Problem to solve - Wherever a line in the records below contains "templates", copy that line.

Supplied data -
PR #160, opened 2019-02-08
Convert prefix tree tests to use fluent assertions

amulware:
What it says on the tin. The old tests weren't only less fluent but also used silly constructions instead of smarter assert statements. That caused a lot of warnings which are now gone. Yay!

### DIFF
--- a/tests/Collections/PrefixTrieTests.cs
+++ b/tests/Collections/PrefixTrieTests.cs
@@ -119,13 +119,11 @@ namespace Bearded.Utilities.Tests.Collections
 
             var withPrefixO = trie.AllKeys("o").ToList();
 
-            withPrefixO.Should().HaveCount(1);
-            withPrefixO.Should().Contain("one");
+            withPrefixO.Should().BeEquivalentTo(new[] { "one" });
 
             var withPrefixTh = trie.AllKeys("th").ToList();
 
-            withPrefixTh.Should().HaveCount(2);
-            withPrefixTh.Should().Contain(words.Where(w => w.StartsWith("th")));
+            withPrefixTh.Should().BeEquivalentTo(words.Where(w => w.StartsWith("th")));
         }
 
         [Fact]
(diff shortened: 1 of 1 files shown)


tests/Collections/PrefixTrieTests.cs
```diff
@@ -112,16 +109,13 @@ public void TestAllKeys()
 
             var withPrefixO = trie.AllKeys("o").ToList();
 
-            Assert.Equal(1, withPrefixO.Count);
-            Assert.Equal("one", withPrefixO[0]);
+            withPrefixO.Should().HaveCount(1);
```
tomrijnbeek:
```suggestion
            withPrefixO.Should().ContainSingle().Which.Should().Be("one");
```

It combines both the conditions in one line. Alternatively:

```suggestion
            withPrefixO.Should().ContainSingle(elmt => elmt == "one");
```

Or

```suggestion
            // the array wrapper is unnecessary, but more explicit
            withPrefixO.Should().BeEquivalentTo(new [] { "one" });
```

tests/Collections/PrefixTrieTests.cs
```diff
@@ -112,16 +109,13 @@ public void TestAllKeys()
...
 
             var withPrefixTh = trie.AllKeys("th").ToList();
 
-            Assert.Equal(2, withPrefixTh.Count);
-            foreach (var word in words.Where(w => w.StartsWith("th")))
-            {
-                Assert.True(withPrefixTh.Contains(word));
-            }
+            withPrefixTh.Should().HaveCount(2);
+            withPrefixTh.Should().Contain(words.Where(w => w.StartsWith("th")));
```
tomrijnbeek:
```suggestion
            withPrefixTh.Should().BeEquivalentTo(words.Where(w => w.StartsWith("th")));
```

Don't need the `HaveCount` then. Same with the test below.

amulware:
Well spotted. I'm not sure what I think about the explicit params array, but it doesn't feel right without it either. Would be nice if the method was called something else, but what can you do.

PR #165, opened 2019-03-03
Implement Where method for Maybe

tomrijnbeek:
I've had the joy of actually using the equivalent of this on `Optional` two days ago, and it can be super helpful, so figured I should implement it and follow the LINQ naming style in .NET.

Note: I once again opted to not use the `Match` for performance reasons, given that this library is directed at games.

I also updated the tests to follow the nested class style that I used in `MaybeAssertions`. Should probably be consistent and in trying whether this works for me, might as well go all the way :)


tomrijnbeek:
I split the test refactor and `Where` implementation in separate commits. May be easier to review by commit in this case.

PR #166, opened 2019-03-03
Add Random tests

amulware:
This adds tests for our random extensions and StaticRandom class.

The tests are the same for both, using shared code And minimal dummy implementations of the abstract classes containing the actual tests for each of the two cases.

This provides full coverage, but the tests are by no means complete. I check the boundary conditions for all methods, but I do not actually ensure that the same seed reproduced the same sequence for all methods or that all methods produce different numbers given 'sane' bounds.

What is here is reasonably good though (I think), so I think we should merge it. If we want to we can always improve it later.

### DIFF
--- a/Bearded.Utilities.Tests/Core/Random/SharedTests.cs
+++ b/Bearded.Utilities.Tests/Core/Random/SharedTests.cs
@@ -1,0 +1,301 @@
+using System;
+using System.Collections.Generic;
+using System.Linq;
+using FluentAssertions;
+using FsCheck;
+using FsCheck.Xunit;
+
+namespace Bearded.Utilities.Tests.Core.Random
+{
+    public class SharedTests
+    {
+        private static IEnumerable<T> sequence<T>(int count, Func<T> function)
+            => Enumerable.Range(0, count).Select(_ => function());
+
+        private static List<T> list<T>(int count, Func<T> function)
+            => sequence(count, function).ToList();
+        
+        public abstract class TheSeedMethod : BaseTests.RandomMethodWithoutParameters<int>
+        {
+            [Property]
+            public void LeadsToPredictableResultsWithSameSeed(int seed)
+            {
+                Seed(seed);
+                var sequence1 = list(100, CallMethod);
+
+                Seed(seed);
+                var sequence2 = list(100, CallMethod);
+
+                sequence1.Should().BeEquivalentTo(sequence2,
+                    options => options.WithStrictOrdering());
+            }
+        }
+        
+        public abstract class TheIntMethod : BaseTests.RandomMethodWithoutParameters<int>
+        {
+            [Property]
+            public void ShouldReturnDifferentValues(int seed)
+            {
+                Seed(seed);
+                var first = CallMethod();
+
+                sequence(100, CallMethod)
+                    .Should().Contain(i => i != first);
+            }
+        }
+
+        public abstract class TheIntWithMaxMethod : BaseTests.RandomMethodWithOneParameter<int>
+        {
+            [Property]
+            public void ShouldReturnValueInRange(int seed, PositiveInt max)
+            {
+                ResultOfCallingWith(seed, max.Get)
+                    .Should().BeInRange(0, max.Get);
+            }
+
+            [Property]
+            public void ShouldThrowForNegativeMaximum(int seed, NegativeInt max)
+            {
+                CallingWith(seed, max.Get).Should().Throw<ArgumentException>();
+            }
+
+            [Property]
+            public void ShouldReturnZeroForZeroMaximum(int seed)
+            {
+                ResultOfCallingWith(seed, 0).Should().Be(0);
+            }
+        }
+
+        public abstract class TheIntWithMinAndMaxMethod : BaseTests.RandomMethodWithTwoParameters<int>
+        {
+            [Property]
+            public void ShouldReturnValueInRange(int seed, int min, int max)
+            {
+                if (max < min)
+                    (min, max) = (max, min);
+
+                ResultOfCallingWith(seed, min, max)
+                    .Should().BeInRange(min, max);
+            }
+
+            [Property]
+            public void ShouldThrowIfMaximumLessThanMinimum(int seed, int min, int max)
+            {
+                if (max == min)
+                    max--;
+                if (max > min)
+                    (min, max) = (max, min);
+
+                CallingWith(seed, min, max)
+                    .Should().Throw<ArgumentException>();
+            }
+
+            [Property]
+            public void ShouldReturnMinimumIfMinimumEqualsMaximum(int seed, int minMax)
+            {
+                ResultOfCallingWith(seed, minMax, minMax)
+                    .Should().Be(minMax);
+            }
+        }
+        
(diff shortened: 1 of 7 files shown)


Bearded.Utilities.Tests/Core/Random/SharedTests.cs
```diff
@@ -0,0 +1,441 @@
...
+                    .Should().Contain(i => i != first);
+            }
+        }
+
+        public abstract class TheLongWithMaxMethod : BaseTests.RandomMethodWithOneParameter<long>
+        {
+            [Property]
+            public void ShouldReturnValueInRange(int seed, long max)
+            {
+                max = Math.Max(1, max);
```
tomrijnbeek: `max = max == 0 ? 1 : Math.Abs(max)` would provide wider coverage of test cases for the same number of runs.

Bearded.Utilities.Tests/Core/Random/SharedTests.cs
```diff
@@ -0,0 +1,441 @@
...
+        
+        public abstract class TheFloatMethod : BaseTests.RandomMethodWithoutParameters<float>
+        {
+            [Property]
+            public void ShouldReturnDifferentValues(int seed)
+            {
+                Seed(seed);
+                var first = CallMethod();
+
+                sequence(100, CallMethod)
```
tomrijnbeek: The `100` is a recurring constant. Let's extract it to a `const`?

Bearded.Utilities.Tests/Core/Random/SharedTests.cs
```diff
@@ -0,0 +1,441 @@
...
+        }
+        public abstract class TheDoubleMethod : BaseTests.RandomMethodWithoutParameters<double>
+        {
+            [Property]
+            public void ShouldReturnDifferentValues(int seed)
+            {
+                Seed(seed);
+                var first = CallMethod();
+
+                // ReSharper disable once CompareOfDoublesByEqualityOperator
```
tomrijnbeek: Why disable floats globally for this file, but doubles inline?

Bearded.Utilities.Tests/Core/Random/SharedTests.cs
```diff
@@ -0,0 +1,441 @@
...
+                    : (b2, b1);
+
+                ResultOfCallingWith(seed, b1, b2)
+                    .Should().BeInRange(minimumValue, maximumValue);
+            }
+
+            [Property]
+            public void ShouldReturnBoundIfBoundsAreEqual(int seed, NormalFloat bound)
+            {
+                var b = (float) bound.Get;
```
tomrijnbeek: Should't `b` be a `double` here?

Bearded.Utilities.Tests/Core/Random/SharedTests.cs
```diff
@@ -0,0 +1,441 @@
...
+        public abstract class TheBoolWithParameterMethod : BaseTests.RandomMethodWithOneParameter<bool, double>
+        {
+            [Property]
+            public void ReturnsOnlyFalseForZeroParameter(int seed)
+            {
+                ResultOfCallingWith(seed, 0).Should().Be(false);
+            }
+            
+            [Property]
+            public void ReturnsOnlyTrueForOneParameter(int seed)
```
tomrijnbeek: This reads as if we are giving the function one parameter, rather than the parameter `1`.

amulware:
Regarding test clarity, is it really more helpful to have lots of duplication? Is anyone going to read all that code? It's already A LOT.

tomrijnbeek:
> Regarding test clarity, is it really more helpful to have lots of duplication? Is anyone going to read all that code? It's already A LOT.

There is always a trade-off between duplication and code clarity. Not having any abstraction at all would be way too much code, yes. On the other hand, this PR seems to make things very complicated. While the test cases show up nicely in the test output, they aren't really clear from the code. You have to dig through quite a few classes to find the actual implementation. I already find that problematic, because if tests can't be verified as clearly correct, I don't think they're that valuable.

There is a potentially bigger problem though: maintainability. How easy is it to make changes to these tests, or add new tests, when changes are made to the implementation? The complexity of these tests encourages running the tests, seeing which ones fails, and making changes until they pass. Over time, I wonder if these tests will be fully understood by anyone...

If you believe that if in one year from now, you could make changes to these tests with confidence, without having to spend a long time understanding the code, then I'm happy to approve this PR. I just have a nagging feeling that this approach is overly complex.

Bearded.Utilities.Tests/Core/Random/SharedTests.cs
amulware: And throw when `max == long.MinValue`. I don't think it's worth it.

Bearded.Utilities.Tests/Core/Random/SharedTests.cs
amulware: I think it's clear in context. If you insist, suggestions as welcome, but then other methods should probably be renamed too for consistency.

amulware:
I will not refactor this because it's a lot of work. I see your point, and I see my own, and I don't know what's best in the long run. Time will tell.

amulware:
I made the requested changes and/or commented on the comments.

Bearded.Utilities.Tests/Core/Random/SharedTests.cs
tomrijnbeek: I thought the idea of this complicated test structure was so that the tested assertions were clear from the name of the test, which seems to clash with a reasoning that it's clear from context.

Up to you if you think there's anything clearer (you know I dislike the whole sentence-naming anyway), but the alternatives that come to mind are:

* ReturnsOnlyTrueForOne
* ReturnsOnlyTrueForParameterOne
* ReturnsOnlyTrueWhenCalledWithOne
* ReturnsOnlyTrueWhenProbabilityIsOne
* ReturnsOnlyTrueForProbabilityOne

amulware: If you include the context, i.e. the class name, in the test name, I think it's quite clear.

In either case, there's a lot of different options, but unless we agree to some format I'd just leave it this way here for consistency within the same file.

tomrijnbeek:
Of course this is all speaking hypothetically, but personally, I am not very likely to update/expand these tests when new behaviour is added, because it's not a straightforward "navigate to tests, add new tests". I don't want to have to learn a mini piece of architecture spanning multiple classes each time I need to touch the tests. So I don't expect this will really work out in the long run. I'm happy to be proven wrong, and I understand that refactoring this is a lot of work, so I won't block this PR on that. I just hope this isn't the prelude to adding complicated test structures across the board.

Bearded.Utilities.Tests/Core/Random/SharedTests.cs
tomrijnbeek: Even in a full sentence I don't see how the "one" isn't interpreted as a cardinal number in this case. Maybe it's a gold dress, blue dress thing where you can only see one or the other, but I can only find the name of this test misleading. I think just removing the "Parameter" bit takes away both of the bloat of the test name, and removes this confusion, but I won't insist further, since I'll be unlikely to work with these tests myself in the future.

--

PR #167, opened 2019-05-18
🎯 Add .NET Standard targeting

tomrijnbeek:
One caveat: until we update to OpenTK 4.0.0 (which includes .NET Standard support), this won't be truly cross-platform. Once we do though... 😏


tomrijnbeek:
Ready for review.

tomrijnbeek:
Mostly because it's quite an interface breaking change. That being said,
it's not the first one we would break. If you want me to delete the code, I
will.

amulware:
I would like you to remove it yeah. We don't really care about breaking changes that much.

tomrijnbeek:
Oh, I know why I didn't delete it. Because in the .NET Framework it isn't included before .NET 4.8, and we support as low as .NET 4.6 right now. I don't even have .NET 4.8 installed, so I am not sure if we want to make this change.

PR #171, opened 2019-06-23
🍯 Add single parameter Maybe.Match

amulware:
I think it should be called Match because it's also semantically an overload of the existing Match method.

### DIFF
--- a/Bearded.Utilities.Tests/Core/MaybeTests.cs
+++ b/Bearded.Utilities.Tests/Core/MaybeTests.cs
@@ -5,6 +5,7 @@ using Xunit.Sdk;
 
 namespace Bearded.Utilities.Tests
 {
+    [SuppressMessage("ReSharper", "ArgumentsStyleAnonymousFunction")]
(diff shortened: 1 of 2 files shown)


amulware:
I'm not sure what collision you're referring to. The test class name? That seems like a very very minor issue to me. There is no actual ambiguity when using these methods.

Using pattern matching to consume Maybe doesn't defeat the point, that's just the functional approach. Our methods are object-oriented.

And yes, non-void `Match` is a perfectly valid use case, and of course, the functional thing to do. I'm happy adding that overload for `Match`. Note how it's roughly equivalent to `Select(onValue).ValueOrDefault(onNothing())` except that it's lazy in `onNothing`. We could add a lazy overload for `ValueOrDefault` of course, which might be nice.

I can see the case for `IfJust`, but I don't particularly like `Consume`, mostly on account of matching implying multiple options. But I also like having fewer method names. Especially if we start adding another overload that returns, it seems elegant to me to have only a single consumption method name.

---

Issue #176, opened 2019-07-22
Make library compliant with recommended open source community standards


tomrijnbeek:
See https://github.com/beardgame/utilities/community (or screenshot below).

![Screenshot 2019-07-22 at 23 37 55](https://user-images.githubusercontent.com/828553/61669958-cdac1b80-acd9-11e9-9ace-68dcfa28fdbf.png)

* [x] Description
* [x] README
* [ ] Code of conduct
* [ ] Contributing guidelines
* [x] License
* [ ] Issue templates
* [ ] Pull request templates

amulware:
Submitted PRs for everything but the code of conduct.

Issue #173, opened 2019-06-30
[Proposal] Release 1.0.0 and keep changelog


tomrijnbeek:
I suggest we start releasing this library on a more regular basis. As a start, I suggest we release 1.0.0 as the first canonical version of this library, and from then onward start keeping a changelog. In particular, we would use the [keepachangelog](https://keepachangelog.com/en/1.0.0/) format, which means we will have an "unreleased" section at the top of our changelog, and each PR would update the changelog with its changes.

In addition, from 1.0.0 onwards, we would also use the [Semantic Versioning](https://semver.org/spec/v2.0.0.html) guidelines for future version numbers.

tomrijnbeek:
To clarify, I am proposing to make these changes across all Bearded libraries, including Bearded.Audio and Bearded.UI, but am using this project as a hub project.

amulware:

Exercise answer -
* [ ] Issue templates
* [ ] Pull request templates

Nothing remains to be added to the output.